## Task to complete
Transcribe only the lines of the listing below from the one holding "- The other" through the one holding "- Instead of", inclusive, without any change.

## Provided records
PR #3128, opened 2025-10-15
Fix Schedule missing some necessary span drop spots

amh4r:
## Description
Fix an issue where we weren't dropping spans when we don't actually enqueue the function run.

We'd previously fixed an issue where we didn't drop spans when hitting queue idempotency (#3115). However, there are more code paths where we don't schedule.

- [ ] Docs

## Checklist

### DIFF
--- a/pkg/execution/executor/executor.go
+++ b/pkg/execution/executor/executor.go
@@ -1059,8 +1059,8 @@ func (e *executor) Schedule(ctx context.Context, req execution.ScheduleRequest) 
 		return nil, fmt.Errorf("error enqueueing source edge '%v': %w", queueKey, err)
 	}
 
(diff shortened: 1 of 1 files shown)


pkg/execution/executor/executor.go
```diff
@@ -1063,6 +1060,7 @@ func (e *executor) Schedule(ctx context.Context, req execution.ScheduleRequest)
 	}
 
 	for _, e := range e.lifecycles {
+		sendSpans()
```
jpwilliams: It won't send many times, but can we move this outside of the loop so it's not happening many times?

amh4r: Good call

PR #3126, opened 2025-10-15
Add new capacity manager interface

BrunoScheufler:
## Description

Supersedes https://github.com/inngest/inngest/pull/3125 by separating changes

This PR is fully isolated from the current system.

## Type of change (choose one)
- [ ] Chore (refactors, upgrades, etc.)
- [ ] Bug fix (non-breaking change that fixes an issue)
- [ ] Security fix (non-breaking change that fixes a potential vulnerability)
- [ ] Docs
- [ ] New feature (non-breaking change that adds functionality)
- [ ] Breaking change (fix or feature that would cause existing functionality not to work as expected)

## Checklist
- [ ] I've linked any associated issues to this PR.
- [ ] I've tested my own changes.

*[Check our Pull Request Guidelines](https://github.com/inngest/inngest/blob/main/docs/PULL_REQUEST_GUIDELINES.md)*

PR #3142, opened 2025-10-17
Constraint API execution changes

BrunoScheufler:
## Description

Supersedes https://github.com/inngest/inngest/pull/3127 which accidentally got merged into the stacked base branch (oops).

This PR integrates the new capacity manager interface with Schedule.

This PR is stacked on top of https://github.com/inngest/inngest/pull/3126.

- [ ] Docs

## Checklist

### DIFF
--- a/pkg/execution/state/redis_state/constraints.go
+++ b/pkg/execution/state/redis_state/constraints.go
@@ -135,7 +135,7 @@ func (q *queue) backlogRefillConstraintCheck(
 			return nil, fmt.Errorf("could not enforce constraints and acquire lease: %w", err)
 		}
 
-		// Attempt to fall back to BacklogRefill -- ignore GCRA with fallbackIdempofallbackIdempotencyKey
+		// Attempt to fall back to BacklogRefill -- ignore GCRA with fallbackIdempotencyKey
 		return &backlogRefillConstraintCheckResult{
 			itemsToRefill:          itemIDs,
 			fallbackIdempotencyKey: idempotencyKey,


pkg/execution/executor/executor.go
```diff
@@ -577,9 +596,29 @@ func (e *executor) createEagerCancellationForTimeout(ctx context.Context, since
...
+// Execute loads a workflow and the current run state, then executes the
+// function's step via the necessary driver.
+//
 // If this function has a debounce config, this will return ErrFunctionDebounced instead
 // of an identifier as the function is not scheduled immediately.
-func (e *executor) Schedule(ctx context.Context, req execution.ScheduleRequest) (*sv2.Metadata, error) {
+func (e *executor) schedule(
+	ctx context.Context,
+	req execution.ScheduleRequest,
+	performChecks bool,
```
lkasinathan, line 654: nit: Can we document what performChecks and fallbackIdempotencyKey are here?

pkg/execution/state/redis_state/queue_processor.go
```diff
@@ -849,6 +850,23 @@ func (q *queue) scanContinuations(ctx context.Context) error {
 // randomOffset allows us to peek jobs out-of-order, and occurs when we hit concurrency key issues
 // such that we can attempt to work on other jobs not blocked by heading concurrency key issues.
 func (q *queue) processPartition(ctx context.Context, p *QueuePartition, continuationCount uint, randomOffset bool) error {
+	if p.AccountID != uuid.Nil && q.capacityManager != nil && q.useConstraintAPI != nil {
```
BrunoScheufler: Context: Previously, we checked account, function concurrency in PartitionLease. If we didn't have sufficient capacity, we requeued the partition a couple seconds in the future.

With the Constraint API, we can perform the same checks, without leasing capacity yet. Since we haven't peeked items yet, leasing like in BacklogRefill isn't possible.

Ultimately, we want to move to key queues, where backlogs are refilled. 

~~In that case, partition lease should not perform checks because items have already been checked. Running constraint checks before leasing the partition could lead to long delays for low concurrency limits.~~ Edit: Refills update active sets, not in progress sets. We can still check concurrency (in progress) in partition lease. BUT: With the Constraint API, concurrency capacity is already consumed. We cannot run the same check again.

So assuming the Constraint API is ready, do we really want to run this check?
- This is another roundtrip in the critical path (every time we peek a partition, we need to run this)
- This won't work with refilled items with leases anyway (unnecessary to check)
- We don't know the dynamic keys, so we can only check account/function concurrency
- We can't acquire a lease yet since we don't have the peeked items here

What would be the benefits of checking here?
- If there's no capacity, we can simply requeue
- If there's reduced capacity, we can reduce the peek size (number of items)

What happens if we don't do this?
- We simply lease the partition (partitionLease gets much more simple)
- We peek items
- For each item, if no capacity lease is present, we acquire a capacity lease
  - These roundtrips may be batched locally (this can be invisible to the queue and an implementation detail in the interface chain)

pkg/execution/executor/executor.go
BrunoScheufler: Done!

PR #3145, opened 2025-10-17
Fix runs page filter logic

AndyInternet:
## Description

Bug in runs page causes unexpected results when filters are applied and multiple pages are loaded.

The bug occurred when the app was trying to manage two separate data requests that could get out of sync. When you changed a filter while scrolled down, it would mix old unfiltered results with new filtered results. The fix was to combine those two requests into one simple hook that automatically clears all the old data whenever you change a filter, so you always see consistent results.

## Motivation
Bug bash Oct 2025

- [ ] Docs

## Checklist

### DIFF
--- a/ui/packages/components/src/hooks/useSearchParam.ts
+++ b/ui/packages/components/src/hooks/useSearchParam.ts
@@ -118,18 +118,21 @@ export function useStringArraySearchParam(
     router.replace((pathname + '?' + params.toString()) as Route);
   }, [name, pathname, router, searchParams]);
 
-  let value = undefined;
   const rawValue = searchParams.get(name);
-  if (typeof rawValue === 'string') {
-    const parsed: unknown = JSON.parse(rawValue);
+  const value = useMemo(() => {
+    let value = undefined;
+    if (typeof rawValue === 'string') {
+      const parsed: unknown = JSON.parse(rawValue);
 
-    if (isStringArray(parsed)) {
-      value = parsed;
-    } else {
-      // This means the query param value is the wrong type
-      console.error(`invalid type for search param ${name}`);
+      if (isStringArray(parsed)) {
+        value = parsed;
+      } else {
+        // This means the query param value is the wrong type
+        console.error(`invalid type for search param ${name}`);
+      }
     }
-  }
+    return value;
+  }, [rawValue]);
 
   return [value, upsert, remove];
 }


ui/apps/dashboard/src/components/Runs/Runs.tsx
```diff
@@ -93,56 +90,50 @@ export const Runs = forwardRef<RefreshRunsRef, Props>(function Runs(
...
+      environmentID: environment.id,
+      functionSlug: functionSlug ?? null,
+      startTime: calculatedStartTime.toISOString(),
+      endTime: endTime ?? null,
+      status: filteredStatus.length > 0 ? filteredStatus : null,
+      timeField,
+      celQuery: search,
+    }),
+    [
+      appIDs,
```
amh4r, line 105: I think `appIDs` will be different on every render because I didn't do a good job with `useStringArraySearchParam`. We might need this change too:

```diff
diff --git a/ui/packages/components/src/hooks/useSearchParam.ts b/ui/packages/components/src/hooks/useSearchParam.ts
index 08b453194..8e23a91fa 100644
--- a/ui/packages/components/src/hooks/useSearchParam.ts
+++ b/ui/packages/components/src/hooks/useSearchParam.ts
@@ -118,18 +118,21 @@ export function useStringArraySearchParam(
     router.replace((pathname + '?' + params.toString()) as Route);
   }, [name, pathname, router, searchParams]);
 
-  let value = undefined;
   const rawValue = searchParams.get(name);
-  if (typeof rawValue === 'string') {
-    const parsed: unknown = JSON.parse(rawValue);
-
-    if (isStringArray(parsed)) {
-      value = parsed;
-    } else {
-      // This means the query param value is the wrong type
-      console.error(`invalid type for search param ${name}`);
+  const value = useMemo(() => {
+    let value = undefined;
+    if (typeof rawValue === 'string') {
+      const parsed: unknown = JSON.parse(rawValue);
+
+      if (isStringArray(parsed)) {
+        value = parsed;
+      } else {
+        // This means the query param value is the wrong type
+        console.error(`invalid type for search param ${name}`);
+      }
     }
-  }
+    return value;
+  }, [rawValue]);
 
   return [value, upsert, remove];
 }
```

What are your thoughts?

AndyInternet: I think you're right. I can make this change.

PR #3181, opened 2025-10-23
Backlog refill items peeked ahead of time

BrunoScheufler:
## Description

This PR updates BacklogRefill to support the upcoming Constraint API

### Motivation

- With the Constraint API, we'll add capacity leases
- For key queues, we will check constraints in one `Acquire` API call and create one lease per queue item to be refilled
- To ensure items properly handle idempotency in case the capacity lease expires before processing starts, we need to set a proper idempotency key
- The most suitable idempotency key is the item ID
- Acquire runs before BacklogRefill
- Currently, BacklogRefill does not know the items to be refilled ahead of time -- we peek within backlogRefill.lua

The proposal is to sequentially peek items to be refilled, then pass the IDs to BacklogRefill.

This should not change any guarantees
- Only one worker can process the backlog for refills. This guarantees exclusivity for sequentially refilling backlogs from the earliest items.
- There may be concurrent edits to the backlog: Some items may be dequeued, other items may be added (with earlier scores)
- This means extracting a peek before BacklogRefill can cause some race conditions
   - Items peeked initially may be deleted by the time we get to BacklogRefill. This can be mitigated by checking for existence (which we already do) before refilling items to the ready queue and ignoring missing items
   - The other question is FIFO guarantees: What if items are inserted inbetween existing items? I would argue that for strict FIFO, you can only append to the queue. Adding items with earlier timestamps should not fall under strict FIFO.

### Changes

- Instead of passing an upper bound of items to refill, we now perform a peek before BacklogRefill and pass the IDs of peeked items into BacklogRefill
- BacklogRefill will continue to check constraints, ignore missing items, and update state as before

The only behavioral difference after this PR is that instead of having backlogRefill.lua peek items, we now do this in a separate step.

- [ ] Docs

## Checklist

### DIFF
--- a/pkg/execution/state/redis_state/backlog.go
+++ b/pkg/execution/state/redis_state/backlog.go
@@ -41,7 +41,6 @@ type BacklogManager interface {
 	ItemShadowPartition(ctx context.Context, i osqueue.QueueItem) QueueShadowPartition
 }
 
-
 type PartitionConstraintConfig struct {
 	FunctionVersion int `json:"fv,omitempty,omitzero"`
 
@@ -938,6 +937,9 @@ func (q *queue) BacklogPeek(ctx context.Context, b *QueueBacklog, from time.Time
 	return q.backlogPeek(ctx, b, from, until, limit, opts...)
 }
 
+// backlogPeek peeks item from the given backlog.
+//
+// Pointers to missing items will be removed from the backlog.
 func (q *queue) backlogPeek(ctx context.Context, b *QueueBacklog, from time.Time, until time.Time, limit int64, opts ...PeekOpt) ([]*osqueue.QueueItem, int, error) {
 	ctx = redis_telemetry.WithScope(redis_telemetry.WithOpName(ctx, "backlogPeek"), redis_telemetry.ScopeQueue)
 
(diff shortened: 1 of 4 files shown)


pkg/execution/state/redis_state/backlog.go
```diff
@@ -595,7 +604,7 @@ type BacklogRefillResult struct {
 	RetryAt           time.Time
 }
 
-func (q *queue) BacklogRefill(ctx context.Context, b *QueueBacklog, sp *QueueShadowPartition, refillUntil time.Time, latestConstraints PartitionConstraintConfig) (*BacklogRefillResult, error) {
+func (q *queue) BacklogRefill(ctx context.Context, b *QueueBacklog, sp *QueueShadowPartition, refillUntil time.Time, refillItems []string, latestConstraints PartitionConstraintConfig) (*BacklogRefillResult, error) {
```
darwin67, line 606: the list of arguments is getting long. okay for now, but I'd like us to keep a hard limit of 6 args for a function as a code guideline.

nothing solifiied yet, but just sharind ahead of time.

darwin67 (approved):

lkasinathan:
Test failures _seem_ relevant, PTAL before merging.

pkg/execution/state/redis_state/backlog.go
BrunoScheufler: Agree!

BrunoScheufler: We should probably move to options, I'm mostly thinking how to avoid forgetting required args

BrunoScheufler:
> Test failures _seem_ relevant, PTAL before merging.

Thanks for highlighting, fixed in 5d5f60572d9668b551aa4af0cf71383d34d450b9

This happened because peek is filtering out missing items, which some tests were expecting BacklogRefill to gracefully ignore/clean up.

## Response to this exercise
   - The other question is FIFO guarantees: What if items are inserted inbetween existing items? I would argue that for strict FIFO, you can only append to the queue. Adding items with earlier timestamps should not fall under strict FIFO.

### Changes

- Instead of passing an upper bound of items to refill, we now perform a peek before BacklogRefill and pass the IDs of peeked items into BacklogRefill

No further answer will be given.